— PROBLEM DESCRIPTION —
Where the string "NullPointerException" appears in a line of the data, show that line.

*** Opening EXERCISE DATA ***

Issue #2381, opened 2020-12-23
Support response caching at service client level


sophokles73:
The new AMQP 1.0 adapter client for accessing Hono's service APIs currently simply wraps the legacy client implementation under the hood. This also means that responses from the services are being cached at the tenant scoped link level. As a consequence, the cache is being removed/cleared if the underlying connection to the service is lost. This is in stark contrast to the overall intention of caching the responses in the first place, which is to be able to return values from the cache until the connection has been re-established.

The new client interfaces all accept the tenant ID as a parameter and therefore allow to cache values for all tenants at the service client level. The (new) client implementations need to be updated accordingly.

PR #2382, opened 2020-12-23
Introduce response caching at Tenant service client level

sophokles73:
This is the first step of #2381 

Responses from the Tenant service are now being stored in a cache that
is independent from the life cycle of the underlying connection to the
service.

### DIFF
--- a/clients/adapter-amqp/src/main/java/org/eclipse/hono/adapter/client/amqp/AbstractRequestResponseServiceClient.java
+++ b/clients/adapter-amqp/src/main/java/org/eclipse/hono/adapter/client/amqp/AbstractRequestResponseServiceClient.java
@@ -1,0 +1,369 @@
+/*******************************************************************************
+ * Copyright (c) 2016, 2020 Contributors to the Eclipse Foundation
+ *
+ * See the NOTICE file(s) distributed with this work for additional
+ * information regarding copyright ownership.
+ *
+ * This program and the accompanying materials are made available under the
+ * terms of the Eclipse Public License 2.0 which is available at
+ * http://www.eclipse.org/legal/epl-2.0
+ *
+ * SPDX-License-Identifier: EPL-2.0
+ *******************************************************************************/
+package org.eclipse.hono.adapter.client.amqp;
+
+import java.net.HttpURLConnection;
+import java.time.Duration;
+import java.util.Arrays;
+import java.util.HashMap;
+import java.util.Map;
+import java.util.Objects;
+import java.util.Optional;
+import java.util.function.Function;
+
+import org.apache.qpid.proton.amqp.messaging.ApplicationProperties;
+import org.apache.qpid.proton.message.Message;
+import org.eclipse.hono.cache.CacheProvider;
+import org.eclipse.hono.cache.ExpiringValueCache;
+import org.eclipse.hono.client.HonoConnection;
+import org.eclipse.hono.client.RequestResponseClientConfigProperties;
+import org.eclipse.hono.client.SendMessageSampler;
+import org.eclipse.hono.client.ServiceInvocationException;
+import org.eclipse.hono.client.StatusCodeMapper;
+import org.eclipse.hono.client.impl.CachingClientFactory;
+import org.eclipse.hono.config.ProtocolAdapterProperties;
+import org.eclipse.hono.tracing.TracingHelper;
+import org.eclipse.hono.util.CacheDirective;
+import org.eclipse.hono.util.MessageHelper;
+import org.eclipse.hono.util.RequestResponseResult;
+import org.slf4j.Logger;
+import org.slf4j.LoggerFactory;
+
+import io.opentracing.Span;
+import io.opentracing.tag.Tags;
+import io.vertx.core.Future;
+import io.vertx.core.buffer.Buffer;
+
+/**
+ * A vertx-proton based parent class for the implementation of API clients that follow the request response pattern.
+ * <p>
+ * Provides support for caching response messages from a service in an {@link ExpiringValueCache}.
+ *
+ * @param <R> The type of response this client expects the peer to return.
+ * @param <T> The type of object contained in the peer's response.
+ *
+ */
+public abstract class AbstractRequestResponseServiceClient<T, R extends RequestResponseResult<T>> extends AbstractServiceClient {
+
+    private static final Logger LOG = LoggerFactory.getLogger(AbstractRequestResponseServiceClient.class);
+    private static final int[] CACHEABLE_STATUS_CODES = new int[] {
+                            HttpURLConnection.HTTP_OK,
+                            HttpURLConnection.HTTP_NOT_AUTHORITATIVE,
+                            HttpURLConnection.HTTP_PARTIAL,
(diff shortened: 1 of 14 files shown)


clients/adapter-amqp/src/main/java/org/eclipse/hono/adapter/client/amqp/AbstractRequestResponseServiceClient.java
```diff
@@ -0,0 +1,369 @@
...
+    };
+
+    /**
+     * Contains the AMQP link sender/receiver link pairs for invoking the service.
+     */
+    protected final CachingClientFactory<RequestResponseClient<R>> clientFactory;
+    /**
+     * A cache to use for responses received from the service.
+     */
+    private final ExpiringValueCache<Object, R> responseCache;
```
calohmn, line 75: Not directly related to the changes here, but:
Have you considered letting the same cache instance be used for all client instances, i.e. across verticle instances?
Then we would not only get cached tenant values when a connection is down, but also when the tenant object has already been retrieved via another connection/verticle.
I guess from a thread-safety point of view, this would be ok using CaffeineCache.

sophokles73: In general, that should already be possible because the verticle instances get access to the `ExpiringvalueCache` via a `CacheProvider`. If they are all configured to use the same `CacheProvider` instance, then they should all use the same cache instance as well.

sophokles73:

clients/adapter-amqp/src/main/java/org/eclipse/hono/adapter/client/amqp/AbstractRequestResponseServiceClient.java
```diff
@@ -0,0 +1,369 @@
+/*******************************************************************************
+ * Copyright (c) 2016, 2020 Contributors to the Eclipse Foundation
```
calohmn, line 2: 2020

clients/adapter-amqp/src/main/java/org/eclipse/hono/adapter/client/amqp/AbstractRequestResponseServiceClient.java
```diff
@@ -0,0 +1,369 @@
...
+
+import io.opentracing.Span;
+import io.opentracing.tag.Tags;
+import io.vertx.core.Future;
+import io.vertx.core.buffer.Buffer;
+
+/**
+ * A vertx-proton based parent class for the implementation of API clients that follow the request response pattern.
+ * <p>
+ * Provides access to a {@link CacheProvider} which can be used to create caches for service response messages.
```
calohmn, line 50: This sentence originating from `AbstractRequestResponseClient` doesn't really fit here.

clients/adapter-amqp/src/test/java/org/eclipse/hono/adapter/client/amqp/RequestResponseClientTest.java
```diff
@@ -0,0 +1,379 @@
+/*******************************************************************************
+ * Copyright (c) 2016, 2020 Contributors to the Eclipse Foundation
```
calohmn, line 2: 2020

clients/adapter-amqp/src/main/java/org/eclipse/hono/adapter/client/amqp/RequestResponseClient.java
```diff
@@ -0,0 +1,647 @@
...
+        return String.format("%s-client-%s", endpointName, UUID.randomUUID());
+    }
+
+    /**
+     * Creates the sender and receiver links to the peer for sending requests
+     * and receiving responses.
+     *
+     * @return A future indicating the outcome. The future will succeed if the links
+     *         have been created.
+     * @throws NullPointerException if con is {@code null}.
```
calohmn, line 255: There is no con parameter.

clients/adapter-amqp/src/main/java/org/eclipse/hono/adapter/client/amqp/RequestResponseClient.java
```diff
@@ -0,0 +1,647 @@
...
+     * @param properties The headers to include in the request message as AMQP application properties.
+     * @param payload The payload to include in the request message as an AMQP Value section.
+     * @param contentType The content type of the payload.
+     * @param responseMapper A function mapping a raw AMQP message to the response type.
+     * @param currentSpan The <em>Opentracing</em> span used to trace the request execution.
+     * @return A future indicating the outcome of the operation.
+     *         The future will be failed with a {@link ServerErrorException} if the request cannot be sent to
+     *         the remote service, e.g. because there is no connection to the service or there are no credits
+     *         available for sending the request or the request timed out.
+     * @throws NullPointerException if any of action, result handler or currentSpan is {@code null}.
```
calohmn, line 424: No `result handler` param here. It looks like the `responseMapper` param mustn't be null instead here.

clients/adapter-amqp/src/main/java/org/eclipse/hono/adapter/client/amqp/RequestResponseClient.java
```diff
@@ -0,0 +1,647 @@
...
```
calohmn, line 467: No `result handler` param here. 
It looks like the `responseMapper` param mustn't be null instead here. The corresponding null check is missing below.

clients/adapter-amqp/src/main/java/org/eclipse/hono/adapter/client/amqp/RequestResponseClient.java
```diff
@@ -0,0 +1,647 @@
...
+    public final boolean isOpen() {
+        return sender != null && sender.isOpen() && receiver != null && receiver.isOpen();
+    }
+
+    /**
+     * Closes the links.
+     *
+     * @param closeHandler The handler to invoke with the result.
+     */
+    public final void close(final Handler<AsyncResult<Void>> closeHandler) {
```
calohmn, line 637: Could be refactored to return `Future<Void>` instead of taking the handler parameter (which would be in line with `createLinks` for example).

calohmn:
I've added comments about some minor points. Otherwise OK from my side.

clients/adapter-amqp/src/main/java/org/eclipse/hono/adapter/client/amqp/AbstractRequestResponseServiceClient.java
sophokles73: I had deliberately kept the origin year because most of the code has been copied over from the legacy client.

clients/adapter-amqp/src/test/java/org/eclipse/hono/adapter/client/amqp/RequestResponseClientTest.java
sophokles73: I had deliberately kept the origin year because most of the code has been copied over from the legacy client.

calohmn (approved):
LGTM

*** Closing EXERCISE DATA ***

— RESPONSE TO THIS TASK —
+     * @throws NullPointerException if con is {@code null}.
+     * @throws NullPointerException if any of action, result handler or currentSpan is {@code null}.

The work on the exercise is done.